Recorded data.

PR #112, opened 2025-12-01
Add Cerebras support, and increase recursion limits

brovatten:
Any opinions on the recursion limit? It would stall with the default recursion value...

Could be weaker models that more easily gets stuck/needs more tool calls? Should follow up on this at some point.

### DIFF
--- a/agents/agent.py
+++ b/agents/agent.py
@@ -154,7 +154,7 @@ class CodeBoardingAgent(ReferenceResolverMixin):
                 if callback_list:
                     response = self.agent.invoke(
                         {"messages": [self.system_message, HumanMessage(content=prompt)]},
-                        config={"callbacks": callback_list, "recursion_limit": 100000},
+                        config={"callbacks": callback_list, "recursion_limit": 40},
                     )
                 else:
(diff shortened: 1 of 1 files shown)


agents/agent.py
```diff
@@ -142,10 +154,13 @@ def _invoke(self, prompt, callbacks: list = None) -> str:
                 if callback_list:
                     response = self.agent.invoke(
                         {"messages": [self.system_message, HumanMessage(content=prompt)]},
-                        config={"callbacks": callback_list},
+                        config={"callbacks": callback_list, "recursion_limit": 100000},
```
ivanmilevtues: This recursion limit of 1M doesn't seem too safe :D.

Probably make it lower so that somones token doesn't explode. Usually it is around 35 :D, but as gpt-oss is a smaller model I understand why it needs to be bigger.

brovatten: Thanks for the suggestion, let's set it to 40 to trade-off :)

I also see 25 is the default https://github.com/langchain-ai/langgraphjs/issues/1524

==

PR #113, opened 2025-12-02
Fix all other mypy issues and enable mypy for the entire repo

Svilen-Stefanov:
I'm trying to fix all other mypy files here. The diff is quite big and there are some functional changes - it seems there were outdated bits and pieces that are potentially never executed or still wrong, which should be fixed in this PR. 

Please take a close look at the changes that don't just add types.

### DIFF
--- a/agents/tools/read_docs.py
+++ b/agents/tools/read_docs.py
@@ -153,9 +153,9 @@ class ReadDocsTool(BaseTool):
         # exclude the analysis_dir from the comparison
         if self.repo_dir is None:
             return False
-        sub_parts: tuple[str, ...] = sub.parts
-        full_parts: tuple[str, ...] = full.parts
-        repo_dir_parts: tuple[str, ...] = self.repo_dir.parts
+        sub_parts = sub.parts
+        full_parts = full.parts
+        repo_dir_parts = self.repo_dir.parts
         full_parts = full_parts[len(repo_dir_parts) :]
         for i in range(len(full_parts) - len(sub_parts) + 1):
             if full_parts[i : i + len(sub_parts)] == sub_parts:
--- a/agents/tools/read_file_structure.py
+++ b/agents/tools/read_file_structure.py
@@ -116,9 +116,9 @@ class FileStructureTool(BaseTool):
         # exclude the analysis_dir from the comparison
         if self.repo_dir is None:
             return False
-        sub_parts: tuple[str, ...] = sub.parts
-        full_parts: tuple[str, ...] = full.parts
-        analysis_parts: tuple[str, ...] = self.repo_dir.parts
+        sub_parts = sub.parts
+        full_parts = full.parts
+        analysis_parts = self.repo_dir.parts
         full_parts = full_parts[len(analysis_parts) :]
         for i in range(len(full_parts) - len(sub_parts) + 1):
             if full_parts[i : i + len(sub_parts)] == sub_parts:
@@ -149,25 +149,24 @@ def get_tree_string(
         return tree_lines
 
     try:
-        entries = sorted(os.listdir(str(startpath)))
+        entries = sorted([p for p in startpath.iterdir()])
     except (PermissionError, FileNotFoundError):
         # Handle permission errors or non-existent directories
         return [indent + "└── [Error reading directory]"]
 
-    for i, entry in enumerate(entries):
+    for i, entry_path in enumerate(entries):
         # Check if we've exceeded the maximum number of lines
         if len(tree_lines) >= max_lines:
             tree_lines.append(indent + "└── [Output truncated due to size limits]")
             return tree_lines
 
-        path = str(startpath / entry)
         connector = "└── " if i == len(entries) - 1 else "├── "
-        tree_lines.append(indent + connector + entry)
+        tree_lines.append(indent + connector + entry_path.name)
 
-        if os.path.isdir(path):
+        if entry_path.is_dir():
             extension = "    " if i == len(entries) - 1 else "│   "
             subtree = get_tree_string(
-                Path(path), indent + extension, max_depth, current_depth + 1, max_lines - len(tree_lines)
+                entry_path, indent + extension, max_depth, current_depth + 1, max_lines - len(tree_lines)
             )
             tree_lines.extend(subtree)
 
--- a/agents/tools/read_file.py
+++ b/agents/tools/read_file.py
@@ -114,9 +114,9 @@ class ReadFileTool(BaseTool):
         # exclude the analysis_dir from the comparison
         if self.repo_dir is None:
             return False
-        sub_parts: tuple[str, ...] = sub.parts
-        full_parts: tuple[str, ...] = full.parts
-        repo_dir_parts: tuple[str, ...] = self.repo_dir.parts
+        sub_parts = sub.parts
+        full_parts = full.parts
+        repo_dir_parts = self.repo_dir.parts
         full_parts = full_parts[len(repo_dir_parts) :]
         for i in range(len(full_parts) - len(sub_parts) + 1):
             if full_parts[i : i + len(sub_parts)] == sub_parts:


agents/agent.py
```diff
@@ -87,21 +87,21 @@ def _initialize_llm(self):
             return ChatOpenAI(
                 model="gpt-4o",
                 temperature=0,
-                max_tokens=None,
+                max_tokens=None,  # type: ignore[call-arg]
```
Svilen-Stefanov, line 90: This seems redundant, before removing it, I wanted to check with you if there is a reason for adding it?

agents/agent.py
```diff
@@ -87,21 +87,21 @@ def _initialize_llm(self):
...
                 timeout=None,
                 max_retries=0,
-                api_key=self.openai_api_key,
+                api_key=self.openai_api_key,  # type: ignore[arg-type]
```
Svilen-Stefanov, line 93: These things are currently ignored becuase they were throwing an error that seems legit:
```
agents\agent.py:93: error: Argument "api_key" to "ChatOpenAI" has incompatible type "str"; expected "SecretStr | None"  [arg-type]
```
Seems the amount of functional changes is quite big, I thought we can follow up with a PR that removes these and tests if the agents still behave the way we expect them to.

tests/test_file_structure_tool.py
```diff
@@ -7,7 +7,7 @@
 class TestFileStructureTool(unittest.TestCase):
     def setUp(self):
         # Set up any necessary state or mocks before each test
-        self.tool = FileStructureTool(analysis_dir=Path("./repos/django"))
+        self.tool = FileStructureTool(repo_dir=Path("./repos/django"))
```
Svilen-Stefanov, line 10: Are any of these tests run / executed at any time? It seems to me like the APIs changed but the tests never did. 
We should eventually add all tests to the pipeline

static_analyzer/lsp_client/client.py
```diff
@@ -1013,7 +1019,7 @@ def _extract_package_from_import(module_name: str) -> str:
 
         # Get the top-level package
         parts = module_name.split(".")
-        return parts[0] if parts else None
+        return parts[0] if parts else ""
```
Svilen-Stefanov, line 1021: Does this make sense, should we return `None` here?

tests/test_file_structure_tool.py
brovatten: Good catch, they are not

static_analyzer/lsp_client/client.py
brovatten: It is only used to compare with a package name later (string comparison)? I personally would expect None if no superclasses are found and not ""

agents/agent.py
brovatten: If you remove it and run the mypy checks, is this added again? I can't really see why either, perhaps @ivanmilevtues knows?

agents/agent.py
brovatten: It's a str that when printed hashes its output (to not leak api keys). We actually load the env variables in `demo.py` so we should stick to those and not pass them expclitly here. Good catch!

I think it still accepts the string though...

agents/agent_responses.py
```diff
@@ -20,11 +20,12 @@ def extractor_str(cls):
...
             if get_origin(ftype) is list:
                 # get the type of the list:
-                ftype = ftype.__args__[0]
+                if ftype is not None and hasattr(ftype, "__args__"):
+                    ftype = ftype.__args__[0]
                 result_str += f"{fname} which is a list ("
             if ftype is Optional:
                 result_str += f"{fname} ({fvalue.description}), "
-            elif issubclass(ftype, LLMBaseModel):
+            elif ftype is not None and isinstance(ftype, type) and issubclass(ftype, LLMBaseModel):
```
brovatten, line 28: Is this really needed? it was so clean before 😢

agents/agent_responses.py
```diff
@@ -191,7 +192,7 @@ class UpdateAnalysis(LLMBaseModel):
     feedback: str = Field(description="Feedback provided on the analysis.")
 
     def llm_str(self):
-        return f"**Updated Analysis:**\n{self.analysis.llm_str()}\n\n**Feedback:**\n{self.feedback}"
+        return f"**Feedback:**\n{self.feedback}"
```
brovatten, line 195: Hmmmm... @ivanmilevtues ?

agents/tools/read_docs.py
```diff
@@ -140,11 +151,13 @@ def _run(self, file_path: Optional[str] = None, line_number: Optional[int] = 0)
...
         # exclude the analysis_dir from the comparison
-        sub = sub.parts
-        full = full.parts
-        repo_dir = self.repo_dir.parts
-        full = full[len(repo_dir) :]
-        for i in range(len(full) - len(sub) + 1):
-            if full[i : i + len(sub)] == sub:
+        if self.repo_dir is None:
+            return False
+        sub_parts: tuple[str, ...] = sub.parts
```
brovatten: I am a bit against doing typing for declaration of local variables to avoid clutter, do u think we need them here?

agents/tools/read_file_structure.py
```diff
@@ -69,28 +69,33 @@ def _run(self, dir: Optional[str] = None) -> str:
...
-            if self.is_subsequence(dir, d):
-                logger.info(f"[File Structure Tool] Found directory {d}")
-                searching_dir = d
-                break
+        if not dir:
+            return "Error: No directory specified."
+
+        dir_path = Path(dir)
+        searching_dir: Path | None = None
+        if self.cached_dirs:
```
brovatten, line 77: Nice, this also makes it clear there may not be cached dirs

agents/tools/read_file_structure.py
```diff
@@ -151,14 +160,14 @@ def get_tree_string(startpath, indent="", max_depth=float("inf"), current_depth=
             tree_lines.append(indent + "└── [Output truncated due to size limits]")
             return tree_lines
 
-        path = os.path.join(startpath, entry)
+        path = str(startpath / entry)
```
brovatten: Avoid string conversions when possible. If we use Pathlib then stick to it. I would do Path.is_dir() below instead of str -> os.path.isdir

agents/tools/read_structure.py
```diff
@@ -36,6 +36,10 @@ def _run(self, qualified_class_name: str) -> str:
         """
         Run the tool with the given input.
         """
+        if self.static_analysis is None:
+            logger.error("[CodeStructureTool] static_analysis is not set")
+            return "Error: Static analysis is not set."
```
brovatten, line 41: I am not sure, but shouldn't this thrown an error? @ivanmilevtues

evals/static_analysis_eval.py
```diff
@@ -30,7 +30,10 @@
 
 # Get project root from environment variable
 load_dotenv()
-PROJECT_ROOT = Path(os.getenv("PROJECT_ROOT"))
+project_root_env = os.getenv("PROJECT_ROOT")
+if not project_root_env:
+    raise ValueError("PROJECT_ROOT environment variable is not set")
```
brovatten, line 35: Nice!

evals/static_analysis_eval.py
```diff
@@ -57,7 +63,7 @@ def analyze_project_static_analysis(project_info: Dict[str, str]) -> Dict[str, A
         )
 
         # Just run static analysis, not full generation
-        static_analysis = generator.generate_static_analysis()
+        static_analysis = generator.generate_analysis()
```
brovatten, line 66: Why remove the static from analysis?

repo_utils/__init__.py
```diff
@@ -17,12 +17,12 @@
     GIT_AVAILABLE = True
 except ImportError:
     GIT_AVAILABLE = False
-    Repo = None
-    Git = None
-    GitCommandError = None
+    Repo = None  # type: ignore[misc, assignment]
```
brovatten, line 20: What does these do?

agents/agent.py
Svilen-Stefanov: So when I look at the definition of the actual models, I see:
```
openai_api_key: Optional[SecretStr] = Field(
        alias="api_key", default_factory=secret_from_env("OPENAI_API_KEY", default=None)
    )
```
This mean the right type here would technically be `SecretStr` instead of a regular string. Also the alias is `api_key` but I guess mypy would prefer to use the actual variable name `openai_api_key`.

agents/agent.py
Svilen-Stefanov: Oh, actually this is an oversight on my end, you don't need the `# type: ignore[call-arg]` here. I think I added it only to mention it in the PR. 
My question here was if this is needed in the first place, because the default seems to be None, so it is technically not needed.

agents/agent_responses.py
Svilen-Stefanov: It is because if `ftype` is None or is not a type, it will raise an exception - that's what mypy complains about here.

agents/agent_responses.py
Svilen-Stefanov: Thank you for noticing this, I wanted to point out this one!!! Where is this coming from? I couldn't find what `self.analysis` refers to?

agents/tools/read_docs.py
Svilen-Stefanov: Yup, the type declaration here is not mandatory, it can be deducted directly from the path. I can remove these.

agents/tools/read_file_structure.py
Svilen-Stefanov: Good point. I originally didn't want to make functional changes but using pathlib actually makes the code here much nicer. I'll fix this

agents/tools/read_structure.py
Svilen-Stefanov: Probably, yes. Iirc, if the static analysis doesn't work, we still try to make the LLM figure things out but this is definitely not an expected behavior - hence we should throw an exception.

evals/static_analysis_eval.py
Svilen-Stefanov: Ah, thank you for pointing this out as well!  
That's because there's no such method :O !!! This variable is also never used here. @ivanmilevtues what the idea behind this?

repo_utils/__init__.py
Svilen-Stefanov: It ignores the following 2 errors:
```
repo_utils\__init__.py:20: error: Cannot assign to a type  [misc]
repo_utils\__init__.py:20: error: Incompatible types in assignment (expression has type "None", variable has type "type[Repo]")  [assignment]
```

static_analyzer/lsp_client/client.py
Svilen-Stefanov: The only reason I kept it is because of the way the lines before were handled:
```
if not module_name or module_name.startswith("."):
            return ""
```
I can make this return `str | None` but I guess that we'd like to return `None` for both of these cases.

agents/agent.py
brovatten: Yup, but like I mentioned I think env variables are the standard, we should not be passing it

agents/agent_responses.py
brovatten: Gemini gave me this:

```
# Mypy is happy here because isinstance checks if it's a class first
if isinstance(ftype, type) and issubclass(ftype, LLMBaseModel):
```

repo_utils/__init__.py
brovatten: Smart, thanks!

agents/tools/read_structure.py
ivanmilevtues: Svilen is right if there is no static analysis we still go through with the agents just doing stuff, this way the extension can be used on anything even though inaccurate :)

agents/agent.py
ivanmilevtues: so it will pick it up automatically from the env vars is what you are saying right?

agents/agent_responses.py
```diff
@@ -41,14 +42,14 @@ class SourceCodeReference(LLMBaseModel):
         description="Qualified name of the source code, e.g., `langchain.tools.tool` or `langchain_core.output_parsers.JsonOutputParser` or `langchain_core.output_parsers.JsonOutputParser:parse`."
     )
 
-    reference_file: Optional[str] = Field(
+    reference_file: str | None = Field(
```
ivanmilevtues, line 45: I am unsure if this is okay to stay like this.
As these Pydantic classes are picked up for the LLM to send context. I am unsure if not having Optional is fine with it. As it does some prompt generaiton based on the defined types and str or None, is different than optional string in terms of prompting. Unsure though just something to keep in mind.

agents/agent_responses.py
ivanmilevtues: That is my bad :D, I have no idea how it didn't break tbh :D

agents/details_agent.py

* * *

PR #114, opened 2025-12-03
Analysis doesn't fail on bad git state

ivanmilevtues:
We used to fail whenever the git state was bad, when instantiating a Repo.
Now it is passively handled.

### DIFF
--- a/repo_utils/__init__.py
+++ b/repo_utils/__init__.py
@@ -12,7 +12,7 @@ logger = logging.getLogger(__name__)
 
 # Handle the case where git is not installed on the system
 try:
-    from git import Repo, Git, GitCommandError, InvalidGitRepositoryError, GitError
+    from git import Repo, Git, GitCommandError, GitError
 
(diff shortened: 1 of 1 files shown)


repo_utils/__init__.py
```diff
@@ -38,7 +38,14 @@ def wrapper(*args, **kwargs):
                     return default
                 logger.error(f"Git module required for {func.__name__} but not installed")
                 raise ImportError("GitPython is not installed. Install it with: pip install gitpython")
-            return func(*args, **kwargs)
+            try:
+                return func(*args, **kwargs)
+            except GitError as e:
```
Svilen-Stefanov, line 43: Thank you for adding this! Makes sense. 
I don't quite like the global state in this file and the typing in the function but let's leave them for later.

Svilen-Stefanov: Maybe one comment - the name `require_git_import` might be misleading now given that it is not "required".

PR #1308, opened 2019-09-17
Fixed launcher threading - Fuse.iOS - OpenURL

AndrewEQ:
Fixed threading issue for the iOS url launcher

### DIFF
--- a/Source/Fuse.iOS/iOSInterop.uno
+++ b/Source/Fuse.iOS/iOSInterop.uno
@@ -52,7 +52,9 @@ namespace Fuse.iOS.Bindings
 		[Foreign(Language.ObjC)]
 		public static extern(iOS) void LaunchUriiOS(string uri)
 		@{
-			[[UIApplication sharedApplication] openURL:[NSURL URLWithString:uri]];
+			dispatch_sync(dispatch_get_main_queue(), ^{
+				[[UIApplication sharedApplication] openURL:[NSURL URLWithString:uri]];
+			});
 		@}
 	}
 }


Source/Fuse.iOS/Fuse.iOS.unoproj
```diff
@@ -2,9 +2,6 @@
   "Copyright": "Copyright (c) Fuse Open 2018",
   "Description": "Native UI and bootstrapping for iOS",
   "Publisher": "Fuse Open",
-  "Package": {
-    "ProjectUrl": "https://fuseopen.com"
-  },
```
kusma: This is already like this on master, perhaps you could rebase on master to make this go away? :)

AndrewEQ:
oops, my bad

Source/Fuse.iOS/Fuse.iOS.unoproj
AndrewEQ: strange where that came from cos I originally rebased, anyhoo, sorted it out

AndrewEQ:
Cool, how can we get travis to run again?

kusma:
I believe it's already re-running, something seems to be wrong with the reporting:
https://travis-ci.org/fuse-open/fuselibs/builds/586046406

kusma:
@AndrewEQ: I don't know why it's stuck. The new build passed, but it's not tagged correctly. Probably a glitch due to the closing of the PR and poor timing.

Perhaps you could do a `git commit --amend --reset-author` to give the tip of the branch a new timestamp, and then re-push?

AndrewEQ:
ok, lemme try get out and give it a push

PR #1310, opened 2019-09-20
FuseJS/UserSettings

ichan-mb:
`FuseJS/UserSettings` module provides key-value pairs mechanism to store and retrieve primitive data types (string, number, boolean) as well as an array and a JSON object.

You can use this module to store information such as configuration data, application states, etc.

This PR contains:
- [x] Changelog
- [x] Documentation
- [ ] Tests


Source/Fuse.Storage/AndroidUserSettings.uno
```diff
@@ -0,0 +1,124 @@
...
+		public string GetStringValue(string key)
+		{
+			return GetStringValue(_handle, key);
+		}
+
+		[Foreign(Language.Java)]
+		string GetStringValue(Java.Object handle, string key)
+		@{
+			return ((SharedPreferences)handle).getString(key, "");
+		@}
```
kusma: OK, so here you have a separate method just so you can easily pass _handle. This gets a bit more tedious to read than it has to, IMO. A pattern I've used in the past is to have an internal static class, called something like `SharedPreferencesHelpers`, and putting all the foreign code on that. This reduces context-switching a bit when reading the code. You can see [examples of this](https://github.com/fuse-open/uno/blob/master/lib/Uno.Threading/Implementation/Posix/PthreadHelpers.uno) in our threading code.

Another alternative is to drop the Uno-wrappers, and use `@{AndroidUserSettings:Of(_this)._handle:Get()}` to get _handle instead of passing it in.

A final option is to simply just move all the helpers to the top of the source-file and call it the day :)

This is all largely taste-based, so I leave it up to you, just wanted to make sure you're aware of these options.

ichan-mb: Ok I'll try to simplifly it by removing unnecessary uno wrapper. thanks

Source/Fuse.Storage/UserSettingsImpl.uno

Work item.
Starting at the line that contains "PR #112, opened 2025-12-01" and stopping after the line that contains "brovatten: Thanks for", write out every line exactly as it appears above, and no other line.

Answer for this exercise.
PR #112, opened 2025-12-01
Add Cerebras support, and increase recursion limits

brovatten:
Any opinions on the recursion limit? It would stall with the default recursion value...

Could be weaker models that more easily gets stuck/needs more tool calls? Should follow up on this at some point.

### DIFF
--- a/agents/agent.py
+++ b/agents/agent.py
@@ -154,7 +154,7 @@ class CodeBoardingAgent(ReferenceResolverMixin):
                 if callback_list:
                     response = self.agent.invoke(
                         {"messages": [self.system_message, HumanMessage(content=prompt)]},
-                        config={"callbacks": callback_list, "recursion_limit": 100000},
+                        config={"callbacks": callback_list, "recursion_limit": 40},
                     )
                 else:
(diff shortened: 1 of 1 files shown)


agents/agent.py
```diff
@@ -142,10 +154,13 @@ def _invoke(self, prompt, callbacks: list = None) -> str:
                 if callback_list:
                     response = self.agent.invoke(
                         {"messages": [self.system_message, HumanMessage(content=prompt)]},
-                        config={"callbacks": callback_list},
+                        config={"callbacks": callback_list, "recursion_limit": 100000},
```
ivanmilevtues: This recursion limit of 1M doesn't seem too safe :D.

Probably make it lower so that somones token doesn't explode. Usually it is around 35 :D, but as gpt-oss is a smaller model I understand why it needs to be bigger.

brovatten: Thanks for the suggestion, let's set it to 40 to trade-off :)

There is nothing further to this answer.